Blending Old-School Models with New Algorithms

For decades, transport researchers have used traditional mathematical models to predict travel choices, but these often struggle with complex, real-world behavior. Newer machine-learning tools can predict better, but they are often criticized as “black boxes” that are hard to interpret. This study combines several approaches into one framework. First, an algorithm called Apriori scans the survey data to find the strongest “if–then” patterns, such as “if a person travels 3–5 km, owns a car, and must transfer once or twice, then they are very likely to choose ride-hailing.” These patterns are then fed into a decision-tree model known as CART, which repeatedly splits travelers into branches based on factors like distance or car ownership to predict which mode each person will use.

Making the Black Box Understandable

To go beyond raw prediction and actually explain behavior, the researchers add a model called RuleFit. RuleFit takes the branches of the decision tree—the rules that say who ends up choosing which mode—and converts them into simple, human-readable statements with numerical weights. These weights show how strongly each rule nudges a person toward walking, biking, taking the bus, driving, or hailing a ride. By doing this, the study can both forecast what people will do and clearly describe the main patterns, rather than just spitting out a prediction with no explanation.

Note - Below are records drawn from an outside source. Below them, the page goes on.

PR #2028, opened 2026-09-10
fix(time-range): validate range borders and bound the swap (#DS-4642)

NikGurev:
## Summary

- A reversed range (from > to) is swapped, not rejected — but never while a field is invalid.
- `minDate` / `maxDate` are exact moments, not whole days: to allow all of 31 Dec, pass 31 Dec 23:59.
- The allowed period is shown under the range option, and turns into an error when both ends fall outside it.
- A date outside the bounds turns both fields red; a time outside turns only the time red.
- Errors appear when you leave a field, and clear when you start typing.
- Apply blocks an invalid range and focuses the first bad field. Cancel drops it — reopening starts clean.
- The editor always opens on a valid range, one day long.


packages/components/time-range/time-range-editor.html
```diff
@@ -17,7 +17,7 @@
         @if (isRangeVisible()) {
             @let localeConfig = localeConfiguration();
 
-            <div class="kbq-time-range-editor__range" role="group">
+            <div class="kbq-time-range-editor__range" role="group" (focusout)="onRangeFocusOut($event)">
```
artembelik, line 20: почему не focusmonitor?

NikGurev: здесь origin не нужен, только факт выхода фокуса

\+ дополнительные подписки / отписки ни к чему

rmnturov:
Линии-разделители доводить бы до краев. Сейчас 1px отступ есть, такого не ожидается
image

packages/components/time-range/time-range.service.ts
```diff
@@ -85,9 +85,15 @@ export class KbqTimeRangeService<T> {
...
+     * opens on a range its own datepickers reject.
+     */
+    getDefaultRangeValue(minDate?: T | null, maxDate?: T | null): Required<KbqRangeValue<T>> {
+        const today = this.dateAdapter.today();
+        // Clamping is monotonic, so `from` cannot overtake `to`.
+        const from = this.clampToBounds(this.dateAdapter.addCalendarUnits(today, { days: -1 }), minDate, maxDate);
+        const to = this.clampToBounds(today, minDate, maxDate);
 
         return {
             fromTime: this.omitMilliseconds(from),
```
lskramarov: **`omitMilliseconds` runs *after* the clamp, so a clamped default can land below `minDate`.**

`clampToBounds` returns the `minDate` object itself, and every field is then passed through `omitMilliseconds`. If the consumer's `minDate` carries a millisecond component — `[minDate]="dateAdapter.today()"` is the obvious case, `DateTime.now()` always has one — `fromDate`/`fromTime` end up strictly *before* `minDate`:

```
minDate            2024-03-05T14:23:45.678
clamped from       2024-03-05T14:23:45.678
omitMilliseconds   2024-03-05T14:23:45.000
```

`KbqDatepickerInput.minValidator` compares with `compareDateTime`, which is millisecond-sensitive (`compareDateTime(min, value) === 678 > 0`), so the field opens with `kbqDatepickerMin` — the exact "editor opens on a range its own datepickers reject" this change sets out to fix. Only `minDate` is affected: stripping milliseconds can never push a value past `maxDate`.

Strip the milliseconds *before* clamping, so a clamped value is exactly the bound:

```ts
const today = this.omitMilliseconds(this.dateAdapter.today());
// Clamping is monotonic, so `from` cannot overtake `to`.
const from = this.clampToBounds(this.dateAdapter.addCalendarUnits(today, { days: -1 }), minDate, maxDate);
const to = this.clampToBounds(today, minDate, maxDate);

return { fromTime: from, fromDate: from, toTime: to, toDate: to };
```

The new spec cannot catch this: `createDate(2015, 0, 1)` has `millisecond === 0`.

packages/components/time-range/time-range.ts
```diff
@@ -149,7 +149,7 @@ export class KbqTimeRange<T> implements ControlValueAccessor, OnInit {
      * Used to calculate time range.
      * @docs-private */
     protected readonly normalizedDefaultRangeValue = computed(() => ({
-        ...this.timeRangeService.getDefaultRangeValue(),
+        ...this.timeRangeService.getDefaultRangeValue(this.minDate(), this.maxDate()),
```
lskramarov: **A reversed range arriving through the bound `formControl` is still surfaced as-is.**

The invariant "never show or emit a reversed range" is now enforced on two of three entry points — the edit path (`onRangeFocusOut`) and the emit path (`orderRange`). The write path is not. `checkAndCorrectTimeRangeValue` only checks that the type is available and that both ends are non-empty, so

```ts
control.setValue({ type: 'range', startDateTime: '2024-03-10T18:00:00Z', endDateTime: '2024-03-01T09:00:00Z' });
```

reaches `this.titleValue.set(corrected)` untouched and the trigger renders "10 Mar 2024 – 01 Mar 2024". `TestComponentWithRange` seeds an already-ordered value, so nothing covers it.

Ordering inside `checkAndCorrectTimeRangeValue` (or in `KbqTimeRangeService`) would put all three paths on one implementation.

packages/components/time-range/time-range-editor.ts
```diff
@@ -251,21 +255,56 @@ export class KbqTimeRangeEditor<T> implements ControlValueAccessor, Validator, O
...
+    private orderRange({ startDateTime, endDateTime }: KbqRange): KbqRange {
+        if (!startDateTime || !endDateTime) return { startDateTime, endDateTime };
+
+        const { dateAdapter } = this.timeRangeService;
+        const reversed =
+            dateAdapter.compareDateTime(dateAdapter.deserialize(startDateTime), dateAdapter.deserialize(endDateTime)) >
+            0;
+
+        return reversed ? { startDateTime: endDateTime, endDateTime: startDateTime } : { startDateTime, endDateTime };
+    }
```
lskramarov: **The guard clause rebuilds the object, so every non-`range` type now emits explicit `undefined` keys.**

`calculateTimeRange('allTime')` returns `{}` and `calculateTimeRange('lastHour')` returns `{ startDateTime }` — with no `endDateTime` key. Destructuring and returning an object literal materialises both keys, so the value handed to `onChange` is now `{ type, startDateTime: …, endDateTime: undefined }`.

That is observable: `KbqTimeRange.writeValue` branches on `'startDateTime' in value` (time-range.ts:208) to decide whether to emit `valueCorrected`. For a type whose range is empty the key used to be absent (`in` → `false`, emit) and is now present (`in` → `true`, no emit), so writing an applied value back into the control silently changes behaviour. Returning the argument untouched sidesteps the whole question.

```suggestion
    private orderRange(range: KbqRange): KbqRange {
        const { startDateTime, endDateTime } = range;

        if (!startDateTime || !endDateTime) return range;

        const { dateAdapter } = this.timeRangeService;
        const reversed =
            dateAdapter.compareDateTime(dateAdapter.deserialize(startDateTime), dateAdapter.deserialize(endDateTime)) >
            0;

        return reversed ? { startDateTime: endDateTime, endDateTime: startDateTime } : range;
    }
```

packages/components/time-range/time-range-editor.ts
```diff
@@ -251,21 +255,56 @@ export class KbqTimeRangeEditor<T> implements ControlValueAccessor, Validator, O
...
 
+    /**
+     * Once focus leaves the manual range fields, a reversed range is silently swapped back into order.
+     * @docs-private
+     */
+    protected onRangeFocusOut({ currentTarget, relatedTarget }: FocusEvent): void {
+        const next = relatedTarget as HTMLElement | null;
+
+        // The datepicker calendar is a separate overlay, so focus moving into it is still editing.
+        if ((currentTarget as HTMLElement).contains(next) || next?.closest('.kbq-datepicker__popup')) return;
```
lskramarov: **`contains(next)` is defeated whenever `relatedTarget` is `null`.**

`focusout` carries `relatedTarget === null` whenever focus goes nowhere: the window loses focus (alt-tab, devtools, another app), or the user mousedowns on a non-focusable spot — including the "From"/"To" labels and the padding *inside this very block*. `contains(null)` is `false` and `null?.closest()` is `undefined`, so the handler falls through and reorders the fields while the user is still in the popover, mid-edit.

Bailing out on a null `relatedTarget` is cheap, and `orderRange` already guarantees the *applied* value is ordered even when the swap never runs:

```ts
if (!next || (currentTarget as HTMLElement).contains(next) || next.closest('.kbq-datepicker__popup')) return;
```

Worth a check in Safari either way: clicking a `<button>` does not move focus there, so the "focus moves straight to apply" scenario reaches this handler with `relatedTarget === null` rather than with the button.

packages/components/time-range/time-range.service.ts
```diff
@@ -85,9 +85,15 @@ export class KbqTimeRangeService<T> {
...
-        const from = this.dateAdapter!.addCalendarUnits(this.dateAdapter!.today(), { days: -1 });
-        const to = this.dateAdapter!.today();
+    /**
+     * "Yesterday to today", pulled inside `minDate`/`maxDate` when they are given - otherwise the editor
+     * opens on a range its own datepickers reject.
+     */
+    getDefaultRangeValue(minDate?: T | null, maxDate?: T | null): Required<KbqRangeValue<T>> {
+        const today = this.dateAdapter.today();
+        // Clamping is monotonic, so `from` cannot overtake `to`.
+        const from = this.clampToBounds(this.dateAdapter.addCalendarUnits(today, { days: -1 }), minDate, maxDate);
```
lskramarov: **When the whole "yesterday → today" window falls outside the bounds, both ends clamp to the same instant.**

With the documented 2015–2017 example (`time-range-min-max-example.ts`), `today()` and `today() - 1 day` are both past `maxDate`, so `from === to === maxDate` and the editor opens on a zero-length range (31.12.2017 00:00 → 31.12.2017 00:00). In bounds, but not a usable default — and the same collapse happens for any `minDate` in the future.

Deriving `from` from the already-clamped `to` keeps the one-day window wherever the bounds allow it:

```ts
const to = this.clampToBounds(today, minDate, maxDate);
const from = this.clampToBounds(this.dateAdapter.addCalendarUnits(to, { days: -1 }), minDate, maxDate);
```

`from <= to` still holds, so the "clamping is monotonic" note stays true.

packages/components/time-range/time-range-editor.ts
```diff
@@ -135,21 +136,24 @@ export class KbqTimeRangeEditor<T> implements ControlValueAccessor, Validator, O
...
-                    nonNullable: true
-                }),
-                fromTime: new FormControl<T>(defaultRangeValue.fromTime, { nonNullable: true }),
-                fromDate: new FormControl<T>(defaultRangeValue.fromDate, { nonNullable: true }),
-                toTime: new FormControl<T>(defaultRangeValue.toTime, { nonNullable: true }),
-                toDate: new FormControl<T>(defaultRangeValue.toDate, { nonNullable: true })
-            },
-            { validators: rangeValidator(this.timeRangeService) }
-        );
+        this.form = new FormGroup({
```
lskramarov, line 185: **`RangeErrorStateMatcher`'s `form?.invalid` branch is a leftover now that the group validator is gone.**

```ts
isErrorState(control, form) { return !!form?.invalid || !!control?.invalid; }
```

`form` here is the `FormGroupDirective` of the whole editor form. The `form.invalid` half existed so that a group-level `fromIsGreaterThanTo` would paint *both* date fields red. With the group carrying no validators, it can only be invalid because one of its controls is — so the branch now just smears one field's error onto the other: a `kbqDatepickerMin` on `fromDate` marks `toDate` invalid too. `control?.invalid` alone is enough.

lskramarov (commented):
## Code review — `fix(time-range): add proper range swap (#DS-4642)`

Swapping instead of invalidating is the right call, and the `toDate: toTime` copy-paste fix in `mapTimeRange` is a good catch. Eleven notes below; the first five are the ones worth acting on.

**Correctness**

1. `getDefaultRangeValue` strips milliseconds *after* clamping, so a `minDate` carrying milliseconds (e.g. `dateAdapter.today()`) yields a default the datepicker's `minValidator` rejects — the very failure this overload is meant to prevent.
2. A reversed range written in through the bound `formControl` is never normalised; only the edit and emit paths are covered.
3. `orderRange`'s guard clause materialises `startDateTime`/`endDateTime` keys that used to be absent, flipping the `'startDateTime' in value` check in `KbqTimeRange.writeValue`.
4. The `contains(next)` guard does not hold when `relatedTarget` is `null` (window blur, or a click on a non-focusable spot inside the block).
5. When both ends clamp to the same bound the editor opens on a zero-length range — reproducible with the documented 2015–2017 example.

**Cleanup left behind by the removed group validator**

6. `RangeErrorStateMatcher`'s `form?.invalid` branch now only smears one control's error onto the other field.
7. `this.form.errors` is permanently `null`; `validate()` and `concatControlValidationErrors()` still read it.
8. Reversal is decided twice, in two representations, with a `toIso8601` → `deserialize` round trip per keystroke.
9. The editor's own `rangeValue` default, and the two service-internal fallbacks, still call `getDefaultRangeValue()` without bounds.

**Tests**

10. The datepicker-overlay branch is verified against a hand-built element, so the selector is not pinned to the real `panelClass`.
11. The min/max test passes on both of the clamp defects above.

_Generated with Claude Code_

packages/components/time-range/time-range-editor.ts
```diff
@@ -135,21 +136,24 @@ export class KbqTimeRangeEditor<T> implements ControlValueAccessor, Validator, O
...
+            type: new FormControl<KbqTimeRangeType>(this.timeRangeService.DEFAULT_RANGE_TYPE, {
+                nonNullable: true
+            }),
+            fromTime: new FormControl<T>(defaultRangeValue.fromTime, { nonNullable: true }),
+            fromDate: new FormControl<T>(defaultRangeValue.fromDate, { nonNullable: true }),
+            toTime: new FormControl<T>(defaultRangeValue.toTime, { nonNullable: true }),
+            toDate: new FormControl<T>(defaultRangeValue.toDate, { nonNullable: true })
+        });
```
lskramarov, line 193: **`this.form.errors` is now permanently `null`, and two call sites still read it.**

With the group validator dropped the group has no validators of its own, so:

- `validate()` → `this.form.errors || this.lastValidationErrorOnEmit` — the left operand can never be truthy;
- `concatControlValidationErrors()` seeds `result` with `this.form.errors` before merging the per-control errors — always seeding `null`.

Both are dead after this change. Dropping them makes it obvious that the editor's validity is now purely control-level.

packages/components/time-range/time-range-editor.ts
```diff
@@ -251,21 +255,56 @@ export class KbqTimeRangeEditor<T> implements ControlValueAccessor, Validator, O
...
+                    fromTime: this.form.controls.fromTime.value,
+                    fromDate: this.form.controls.fromDate.value,
+                    toDate: this.form.controls.toDate.value,
+                    toTime: this.form.controls.toTime.value
+                })
+            )
         };
     }
 
+    /**
```
lskramarov, line 441: **"Is this range reversed?" is answered twice, in two different representations.**

`checkRangeReversed` asks it over the form values (`combineDateAndTime` + `compareDateTime`); `orderRange` asks it again over ISO strings that `calculateTimeRange` built from those same form values one call earlier. So every `valueChanges` — every keystroke in a timepicker — serialises with `toIso8601` and immediately deserialises back just to run a comparison that was available for free a moment before.

Ordering the four form values *before* handing them to `calculateTimeRange` answers it once, reuses the existing `rangeValidator` predicate, and removes `orderRange` entirely:

```ts
const ordered = this.orderedRangeValue(); // fromTime/fromDate/toTime/toDate, swapped when reversed
return { type, ...this.timeRangeService.calculateTimeRange(type, ordered) };
```

The two representations are also a divergence risk: `checkRangeReversed` reads `form.value` and so returns `null` while the range controls are disabled, `orderRange` has no equivalent notion.

packages/components/time-range/time-range.service.ts
```diff
@@ -85,9 +85,15 @@ export class KbqTimeRangeService<T> {
...
     }
 
-    getDefaultRangeValue(): Required<KbqRangeValue<T>> {
-        const from = this.dateAdapter!.addCalendarUnits(this.dateAdapter!.today(), { days: -1 });
-        const to = this.dateAdapter!.today();
+    /**
+     * "Yesterday to today", pulled inside `minDate`/`maxDate` when they are given - otherwise the editor
+     * opens on a range its own datepickers reject.
+     */
+    getDefaultRangeValue(minDate?: T | null, maxDate?: T | null): Required<KbqRangeValue<T>> {
```
lskramarov: **The editor's own default still ignores its own bounds.**

`KbqTimeRangeEditor` owns `minDate`/`maxDate` and the datepickers that reject out-of-bounds values, yet its `rangeValue` input default is still a bare `this.timeRangeService.getDefaultRangeValue()` (time-range-editor.ts:102). `KbqTimeRangeEditor` is exported from `KbqTimeRangeModule`, so using it directly reproduces exactly the bug this overload fixes for `KbqTimeRange`.

An input initialiser cannot read another input, so this needs a `computed()` in the editor — or the clamp moves into the editor and `KbqTimeRange` stops pre-clamping. The two service-internal fallbacks that still call `getDefaultRangeValue()` bare are in the same position: `getTimeRangeDefaultValue` (line 114) and `calculateTimeRange` (line 125).

packages/components/time-range/time-range.spec.ts
```diff
@@ -268,6 +289,245 @@ describe('KbqTimeRange', () => {
...
+        }));
+
+        it('should keep the values while focus moves into the datepicker overlay', fakeAsync(() => {
+            const fixture = setup(TestComponentWithRange);
+            const { dateAdapter, form, rangeElement } = setupReversedRange(fixture);
+            // The calendar is rendered in a CDK overlay, outside of the range block.
+            const overlayPane = document.createElement('div');
+            const calendarCell = document.createElement('td');
+
+            overlayPane.classList.add('kbq-datepicker__popup');
```
lskramarov: **The overlay branch is tested against a hand-made element, so the selector is not pinned to the real datepicker.**

This test builds its own `div.kbq-datepicker__popup` instead of opening the calendar, so nothing connects `'.kbq-datepicker__popup'` in `onRangeFocusOut` to `panelClass: 'kbq-datepicker__popup'` in `datepicker.component.ts:454`. Rename that `panelClass` and this test stays green while the feature breaks — picking a date would swap the range under the user mid-interaction.

Clicking the real `kbq-datepicker-toggle-icon` and asserting against the actual `.cdk-overlay-pane` (the way `datepicker.spec.ts:223` locates it) would tie the two together.

packages/components/time-range/time-range.spec.ts
```diff
@@ -268,6 +289,245 @@ describe('KbqTimeRange', () => {
...
+            fixture.detectChanges();
+
+            const applied = dateAdapter.deserialize(componentInstance.control.value.endDateTime!);
+
+            expect([dateAdapter.getDate(applied), dateAdapter.getHours(applied)]).toEqual([endDay, endHours]);
+        }));
+    });
+
+    describe('Min and max dates', () => {
+        it('should open the range editor on a default range the datepickers accept', fakeAsync(() => {
```
lskramarov, line 631: **This test cannot fail for either way the clamped default is wrong.**

It asserts only `minDate <= value <= maxDate`, which holds for both defects in the clamped default:

- `from === to === maxDate` — the assertion passes just as happily on a zero-length range;
- the millisecond drift, because `createDate(2015, 0, 1)` has `millisecond === 0`, so `omitMilliseconds` is a no-op for these bounds.

`expect(dateAdapter.compareDateTime(form.value.fromDate, form.value.toDate)).toBeLessThan(0)` plus a second case with bounds that carry a time (e.g. `dateAdapter.today()` as `minDate`) would cover both.

packages/components/time-range/time-range.service.ts
NikGurev: Поправил: миллисекунды снимаются до клампа.

---

Milliseconds are now dropped from `today()` before clamping, so a clamped border lands exactly on its bound instead of a fraction below it.

packages/components/time-range/time-range-editor.ts
NikGurev: Поправил: `orderRange` убран целиком.

---

Ordering is decided once, on the form values, before `calculateTimeRange` is called — so nothing rebuilds the object and no key is materialised. The `toIso8601` → `deserialize` round trip is gone with it.

packages/components/time-range/time-range.service.ts
NikGurev: Поправил по твоему предложению.

---

`from` is derived from the already-clamped `to`, so the one-day window survives bounds that lie entirely in the past. One case is still open: with a `minDate` in the future both ends collapse onto it, since the window cannot be widened downwards. Flagged for the author.

packages/components/time-range/time-range-editor.ts
NikGurev: Убрал, ветки `form?.invalid` больше нет.

---

The matcher now reads only the control, and painting is gated on `touched` instead. One field's error no longer smears onto the other, which the spec needs — it asks for the field at fault to be painted, not the pair.

packages/components/time-range/time-range-editor.ts
NikGurev: Убрал оба чтения.

---

`validate()` now returns the concatenated control errors, and `concatControlValidationErrors()` no longer seeds from `this.form.errors`. Validity is purely control-level, as you said.

packages/components/time-range/time-range-editor.ts
NikGurev: Поправил: проверка осталась одна.

---

`orderRange` is gone; reversal is asked once, over the form values, and the result is reused for both the visible swap and the emitted value.

packages/components/time-range/time-range.service.ts
NikGurev: Поправил: границы переехали в сервис.

---

`bindBounds` takes the owner's own input signals rather than a copy of their values, so both service-internal fallbacks and the editor's `rangeValue` default read them live. Note that the premise does not quite hold: `KbqTimeRangeService` is not exported from the entry point, so a standalone `KbqTimeRangeEditor` cannot resolve it at all today.

packages/components/time-range/time-range.spec.ts
NikGurev: Усилил тест.

---

It now asserts a non-zero-length range and adds a case with bounds carrying a time. Both new assertions were checked against the old implementation and fail there.

packages/components/time-range/time-range.ts
NikGurev: Оставляем как есть — так требует спека.

---

The spec is explicit that a value written by the parent, or restored from saved state, is not changed automatically: the error is shown when the group is left or after "apply". So a reversed range written through the control is surfaced as-is, and the swap happens when the user applies. Confirmed with the author.

packages/components/time-range/time-range-editor.ts
NikGurev: Решили иначе: на `null` своп нужен.

---

A click on a blank spot inside the editor also reports a `null` `relatedTarget`, and there the swap is wanted. So bailing on `null` outright is not an option. Instead the footer is recognised by the `mousedown` gesture it starts — which works in Safari, where a click on a button moves no focus — and a `null` `relatedTarget` is only ignored when `document.hasFocus()` is false, i.e. the whole window lost focus. Your observation is what forced the gesture channel, thanks.

packages/components/time-range/time-range.spec.ts
NikGurev: Согласен, пока не сделал — в списке на завтра.

---

Still pinned to a hand-built element. Will be reworked to open the real calendar and assert against the actual overlay pane.

NikGurev:
Scope grew past the original swap fix: the editor now follows the behaviour spec end to end — a border is its date and time together, checked when focus leaves the pair, bounds are exact instants checked on the combined value, and nothing is reordered while a border is wrong. "Apply" is no longer disabled; it reports and focuses the first field at fault. Two further bugs turned up on the way: a nullable trigger was being filled by `handleAvailableTypesChange`, and an abandoned edit survived "cancel" to prefill the next open.

Still open: the calendar-overlay test, and per-border validation messages (pending wording and locales).

rmnturov (approved):

artembelik (approved):

lskramarov (approved):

The Few Factors That Matter Most

Despite starting with many possible influences, the data mining step reveals that just four factors dominate travel decisions: how far people travel, why they are traveling, whether they own a car, and how many transfers they would need to make on public transport. Distance comes out on top. Residents usually walk when the trip is under one kilometer, regardless of whether they own a car. Shared bicycles are especially popular for 1–3 km commutes to work, even among car owners. For medium trips of 3–5 km, shared e-scooters and private cars appeal to those who want a direct ride and wish to avoid multiple transfers. Buses work best for 3–5 km trips that do not require changing routes. Ride-hailing is favored for 1–3 km commutes when the bus alternative would involve several transfers. Overall, the combined CART–Apriori model correctly predicts people’s chosen mode about 83% of the time, outperforming several other widely used methods.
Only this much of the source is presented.